In den letzten Jahren hat die Problematik der Diskriminierung von Teilzeitbeschäftigten immer wieder für Aufsehen gesorgt. Gerade in Köln, wo viele Menschen Teilzeit arbeiten, ist es wichtig, über ihre Rechte und Ansprüche informiert zu sein. Die FAZ hebt hervor, dass eine ungerechte Behandlung im Job vor allem in Bereichen wie Überstundenzuschlägen oder der betrieblichen Altersvorsorge vorkommt. Gesetze erlauben eine ungleiche Behandlung nur dann, wenn sachliche Gründe vorliegen.
Teilzeitkräfte sind oftmals benachteiligt, beispielsweise wenn es um die Vergütung von Überstunden geht. Wenn Teilzeitbeschäftigte die vereinbarte Arbeitszeit überschreiten, hätten sie Anspruch auf Mehrarbeitszuschläge, was das Bundesarbeitsgericht in einem Urteil vom 5. Dezember 2024 klarstellte. Bisher musste eine Teilzeitkraft ihre Arbeitszeit fast verdoppeln, um gerecht entlohnt zu werden. In einem konkreten Fall erhielt eine Teilzeitpflegekraft, die 40% der Vollzeitstunden arbeitete, erst ab der 161. Stunde einen Zuschlag. Dieses Urteil stellt klar, dass die individuelle Mehrarbeitsgrenze entsprechend der Teilzeitquote angepasst werden muss, um Diskriminierung zu vermeiden.
Rechtsschutz und Anlaufstellen
Wer als Teilzeitkraft das Gefühl hat, ungerecht behandelt zu werden, hat mehrere Möglichkeiten, aktiv zu werden. Laut den Informationen von FAZ können Betroffene beim Betriebsrat eine Beschwerde einreichen oder sich an ihre Gewerkschaft wenden. Für viele Gewerkschaftsmitglieder gibt es sogar kostenlosen Rechtsschutz, um ihre Ansprüche durchzusetzen.
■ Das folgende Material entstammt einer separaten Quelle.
PR #20129, opened 2022-05-03
[MM-33123] Add a test for SetPostUnread-DM Channel

vish9812:
#### Summary

Add a test for SetPostUnread-DM Channel

#### Ticket Link

JIRA: https://mattermost.atlassian.net/browse/MM-33123

#### Release Note

```release-note
NONE
```


Willyfrog (approved):
LGTM! 🚀

api4/post_test.go
```diff
@@ -2644,6 +2644,45 @@ func TestSetChannelUnread(t *testing.T) {
 		assert.Equal(t, int64(2), unread.MsgCount)
 	})
 
+	t.Run("Unread on a direct channel", func(t *testing.T) {
+		dc := th.CreateDmChannel(u2)
+		th.CreateMessagePostNoClient(dc, "test1", now)
+		p := th.CreateMessagePostNoClient(dc, "test2", now+10)
+		th.CreateMessagePostNoClient(dc, "test3", now+20)
+		p1 := th.CreateMessagePostNoClient(dc, "test4", now+30)
+		require.NotNil(t, p)
```
ashishbhate, line 2653: This should be moved below where p is first assigned. 

Since we're checking that `p` is `nil`, we should do the same check for `p1`.

ashishbhate (changes requested):
The parent ticket https://mattermost.atlassian.net/browse/MM-32253
says,

>When trying to mark unread a DM message that is in a thread, I get this error:

So we need to add tests for posts in a thread as well.

api4/post_test.go
vish9812: Done

vish9812:
@ashishbhate Added test case for DM Thread.

api4/post_test.go
```diff
@@ -2643,6 +2643,93 @@ func TestSetChannelUnread(t *testing.T) {
...
+		require.Nil(t, err)
+		require.Equal(t, int64(4), unread.MsgCount)
+		require.Equal(t, int64(1), unread.MsgCountRoot)
+		cv := &model.ChannelView{ChannelId: dc.Id}
+		_, appErr = th.App.ViewChannel(cv, u1.Id, s2.Id, false)
+		require.Nil(t, appErr)
+		unread, err = th.App.GetChannelUnread(dc.Id, u1.Id)
+		require.Nil(t, err)
+		require.Equal(t, int64(0), unread.MsgCount)
+		require.Equal(t, int64(0), unread.MsgCountRoot)
```
ashishbhate, line 2708: This is bit strange - the thread contains only posts by `th.BasicUser`, (also referred to as `u1`), since posting a message and viewing a channel/thread are two separate operations, the user's own messages appear as unread in the channel/thread. 

I suggest changing references to `th.BasicUser` to `u1` in the CreatePost calls.

ashishbhate (approved):

api4/post_test.go
vish9812: Yes, at least on the backend, it seems to work this way.

> I suggest changing references to th.BasicUser to u1 in the CreatePost calls.

Done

Ein weiterer wichtiger Punkt: Arbeitgeber, die trotz wiederholter Anfragen keine faire Regelung anbieten, setzen sich möglichen Schadenersatz- und Entschädigungsforderungen aus. Nach dem Allgemeinen Gleichbehandlungsgesetz stehen Beschäftigten Ansprüche zu, die sie innerhalb festgelegter Fristen geltend machen können. Hierin steckt ein enormes Potenzial, das viele Teilzeitkräfte nutzen sollten.
Auswirkungen der Diskriminierung
Besonders auffällig ist, dass rund 90% der betroffenen Teilzeitkräfte Frauen sind, was von vielen als eine Form der mittelbaren Diskriminierung angesehen wird. Dies schlägt sich nicht nur in den Löhnen, sondern auch in den Karrierechancen nieder. Arbeitgeber sind gefordert, ihre Vergütungsstrukturen so zu gestalten, dass sie diskriminierungsfrei sind. Eine gerechte Entlohnung könnte dazu beitragen, dass Teilzeitkräfte in der Arbeitswelt mehr Wertschätzung erfahren und nicht mehr in die Schublade der benachteiligten Beschäftigten gesteckt werden.
Kurz gesagt: Die Herausforderungen für Teilzeitkräfte sind klar umrissen. Dennoch gibt es Unterstützung und rechtliche Mittel, die helfen können, für die eigenen Ansprüche einzustehen. In Köln ist es an der Zeit, diese Themen aktiv anzugehen und die Gleichbehandlung am Arbeitsplatz zu fördern.